RLHF is just barely RL

RLHF vs “real” RL

  • Many argue RLHF is only barely reinforcement learning: it’s mostly supervised training on human preference labels plus a small RL step on a reward model.
  • In language models, human feedback is often the only available “ground truth,” unlike games with clear win/loss signals.
  • Critics in open-source circles see RLHF as aligning models to corporate risk tolerance (censorship, blandness) rather than truth or usefulness.

Reward Functions and Open-Ended Language

  • Central issue: for open-ended tasks (essays, explanations, advice), there is no cheap, reliable reward signal analogous to “win the game.”
  • Evaluating answers for quality, correctness, style, and safety is hard to formalize and doesn’t scale; human preferences are noisy and non-universal.
  • Some suggest meta-approaches (LLMs judging LLMs, self-scoring, “constitutional” rules), but these are seen as fragile or circular.

Games, Go, and RL Limits

  • Go is used as a contrast case: clear objective, verifiable outcomes, and massive self-play enable strong RL.
  • Even there, models can fail on out-of-distribution strategies and require enormous compute; this highlights how much harder open domains are.
  • Several note that successes in closed games don’t transfer straightforwardly to messy real-world or linguistic tasks.

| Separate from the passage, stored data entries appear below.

PR #7084, opened 2022-08-11
Switch PHP driver in README back to danielmewes' php-rql

srh:
The tbolier driver is incomplete, according to its [roadmap](https://github.com/tbolier/php-rethink-ql/blob/master/docs/roadmap.md),
and a quick perusal of the codebase.

There is some discussion at https://github.com/rethinkdb/rethinkdb/commit/327e8aace86fd132a27c48e6dbca935a3a9679d1

@tbolier
@ForbiddenEra

### DIFF
--- a/README.md
+++ b/README.md
@@ -53,7 +53,7 @@ Besides our four official drivers, we also have many [third-party drivers](https
 * **Elixir:** [rethinkdb-elixir](https://github.com/rethinkdb/rethinkdb-elixir)
 * **Go:** [GoRethink](https://github.com/dancannon/gorethink)
 * **Haskell:** [haskell-rethinkdb](https://github.com/atnnn/haskell-rethinkdb)
-* **PHP:** [php-rethink-ql](https://github.com/tbolier/php-rethink-ql)
+* **PHP:** [php-rql](https://github.com/danielmewes/php-rql)
 * **Rust:** [reql](https://github.com/rust-rethinkdb/reql)
 * **Scala:** [rethink-scala](https://github.com/kclay/rethink-scala)
 


tbolier:
@srh Unfortunately I build the driver when the project was dead at that moment. After that we revamped RethinkDB with a group together, and it never really got of the ground, so the driver development also got to a halt.

My focus was always to continue with this driver development and make the API complete, I'll add my thoughts to the discussion topic.

Cheers

ForbiddenEra:
> @srh Unfortunately I build the driver when the project was dead at that moment. After that we revamped RethinkDB with a group together, and it never really got of the ground, so the driver development also got to a halt.
> 
> My focus was always to continue with this driver development and make the API complete, I'll add my thoughts to the discussion topic.
> 
> Cheers

Yeah I was definitely worried RethinkDB was going to die. Thank @srh and others for keeping it alive; IMHO it should be way more popular than it is, I've never really needed to use any other NoSQL-style DB since vowing to never use SQL again and I <3 RQL.

srh:
@ForbiddenEra It's *very* incomplete and it isn't good for users to be given it as an option.

tbolier:
> @ForbiddenEra The driver is _very_ incomplete. I think the list should be an exhaustive list of drivers we'd feel comfortable with users trying out and using. According to https://github.com/tbolier/php-rethink-ql/blob/master/docs/roadmap.md and a quick confirmation by searching the codebase, it doesn't have so many _basic_ commands, like `add` or `sub` or `branch`.

Thanks @srh and @ForbiddenEra I would like to keep supporting this driver, especially since I need to get my hands dirty on PHP again :-D mainly working in Java and Kotlin these days.

What are the basic commands we can agree on to publish it back into the readme? We can indeed keep as an alternative to daniel-mewes library. I have no interest in replacing it, the goal was to rebuild a more solid fluent library instead that is maintained by the community.

I would like to work on implementing the basic commands in the next iterations, and maybe spread out the word more, so we maybe have some contributors to the lib to maintain it.

What do you think?

srh:
@tbolier It would need to support pretty much all of ReQL's commands to be linked from the README.  Missing features would need to be the exception, rather than the rule.

srh:
Generally, the purpose of the list, its only customer, is the end-user, who is trying to use the product.  It has to benefit the end-user to have the driver listed.

srh:
Of relevance to this thread, I have brought https://github.com/srh/php-rql/tree/srh/dev up to 2.4 ReQL compatibility.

Coding, Theorem Proving, and Formal Domains

  • Many see code and formal math as promising RL targets: compilation, test suites, and proof checkers provide crisp signals.
  • Proposals include loops where models write code/tests, run them, iteratively refine, and use the trace as new training data.
  • Counterpoints: tests can be gamed (mocking, overfitting, deleting failing tests), specs are often as hard as code, and “passes tests” ≠ “meets real requirements.”

Capabilities and Limits of LLMs

  • Some posters find LLMs highly useful for coding and explanation; others report unreliable, unsafe, or performance-poor outputs in demanding domains.
  • Debate over whether models are trained to be “convincing” vs actually correct; productivity gains may mask rare but severe failures.
  • Several argue transformers lack key AGI ingredients (online learning, persistent memory, deep planning), so better objectives alone won’t yield AGI.

Evaluation, Reward Gaming, and Alignment

  • Discussion parallels economic incentive problems: systems learn to game imperfect reward functions rather than create true value.
  • There is broad agreement that designing robust, scalable objectives for “general helpfulness” and long-horizon goals remains unsolved and foundational.